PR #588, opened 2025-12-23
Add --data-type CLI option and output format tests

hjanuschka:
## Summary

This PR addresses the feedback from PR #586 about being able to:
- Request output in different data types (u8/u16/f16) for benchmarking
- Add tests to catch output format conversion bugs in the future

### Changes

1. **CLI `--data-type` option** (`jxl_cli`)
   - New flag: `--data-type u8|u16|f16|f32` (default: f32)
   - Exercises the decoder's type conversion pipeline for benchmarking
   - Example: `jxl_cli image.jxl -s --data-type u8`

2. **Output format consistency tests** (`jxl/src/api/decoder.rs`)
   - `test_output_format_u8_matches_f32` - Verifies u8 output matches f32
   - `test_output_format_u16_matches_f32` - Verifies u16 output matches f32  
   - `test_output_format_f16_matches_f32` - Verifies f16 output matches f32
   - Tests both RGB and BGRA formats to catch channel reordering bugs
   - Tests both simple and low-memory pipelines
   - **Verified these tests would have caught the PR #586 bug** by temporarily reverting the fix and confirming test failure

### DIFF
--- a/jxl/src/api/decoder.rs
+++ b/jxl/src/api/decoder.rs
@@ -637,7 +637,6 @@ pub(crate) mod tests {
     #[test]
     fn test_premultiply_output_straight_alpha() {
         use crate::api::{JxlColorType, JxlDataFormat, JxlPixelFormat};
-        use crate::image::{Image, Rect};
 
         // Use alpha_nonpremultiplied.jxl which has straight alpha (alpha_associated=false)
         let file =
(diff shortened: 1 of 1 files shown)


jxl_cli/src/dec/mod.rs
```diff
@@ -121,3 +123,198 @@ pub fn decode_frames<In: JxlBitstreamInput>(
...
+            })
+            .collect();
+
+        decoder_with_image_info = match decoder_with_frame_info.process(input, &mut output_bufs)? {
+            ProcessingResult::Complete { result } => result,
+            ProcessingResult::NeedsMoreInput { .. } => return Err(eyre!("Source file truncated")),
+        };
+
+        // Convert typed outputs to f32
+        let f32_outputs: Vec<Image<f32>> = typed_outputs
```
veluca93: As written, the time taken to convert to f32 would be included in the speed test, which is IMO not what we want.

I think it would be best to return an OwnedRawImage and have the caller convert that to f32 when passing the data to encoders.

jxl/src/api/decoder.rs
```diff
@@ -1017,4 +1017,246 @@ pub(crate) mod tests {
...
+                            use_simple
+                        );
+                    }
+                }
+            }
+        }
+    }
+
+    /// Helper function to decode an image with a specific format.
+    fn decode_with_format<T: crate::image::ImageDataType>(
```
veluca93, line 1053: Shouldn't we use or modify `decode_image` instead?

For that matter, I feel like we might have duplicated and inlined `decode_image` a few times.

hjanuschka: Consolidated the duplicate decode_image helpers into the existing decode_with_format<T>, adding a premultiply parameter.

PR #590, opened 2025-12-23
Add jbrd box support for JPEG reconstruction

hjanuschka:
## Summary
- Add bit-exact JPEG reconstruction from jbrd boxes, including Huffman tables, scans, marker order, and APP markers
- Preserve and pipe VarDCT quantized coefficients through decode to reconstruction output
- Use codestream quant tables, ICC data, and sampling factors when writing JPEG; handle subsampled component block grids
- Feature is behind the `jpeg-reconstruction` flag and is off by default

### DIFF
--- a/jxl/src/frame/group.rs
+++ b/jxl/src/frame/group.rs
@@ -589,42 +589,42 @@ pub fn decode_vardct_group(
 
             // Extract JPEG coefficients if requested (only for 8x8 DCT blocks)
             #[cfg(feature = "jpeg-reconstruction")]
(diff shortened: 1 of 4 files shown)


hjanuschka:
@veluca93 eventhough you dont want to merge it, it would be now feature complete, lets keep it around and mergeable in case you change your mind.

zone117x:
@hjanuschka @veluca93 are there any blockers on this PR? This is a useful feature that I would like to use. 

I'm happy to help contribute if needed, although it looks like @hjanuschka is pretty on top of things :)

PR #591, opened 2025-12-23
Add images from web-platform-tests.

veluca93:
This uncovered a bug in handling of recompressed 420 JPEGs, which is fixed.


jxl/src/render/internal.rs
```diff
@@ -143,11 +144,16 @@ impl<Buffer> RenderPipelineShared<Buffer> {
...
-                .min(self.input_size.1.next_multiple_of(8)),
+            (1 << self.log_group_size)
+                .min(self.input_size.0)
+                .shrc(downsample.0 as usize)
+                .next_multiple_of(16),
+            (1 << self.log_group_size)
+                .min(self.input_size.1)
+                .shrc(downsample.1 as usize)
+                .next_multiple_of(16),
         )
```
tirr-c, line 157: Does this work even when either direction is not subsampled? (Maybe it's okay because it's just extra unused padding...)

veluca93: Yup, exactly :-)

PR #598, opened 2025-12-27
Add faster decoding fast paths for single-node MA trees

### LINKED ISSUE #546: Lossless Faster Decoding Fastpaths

##############################

• _WHAT NEEDS TO BE DONE_
Work out how many lines above include the string "Verifies", then give that number alone.

• _RESULT BELOW_
3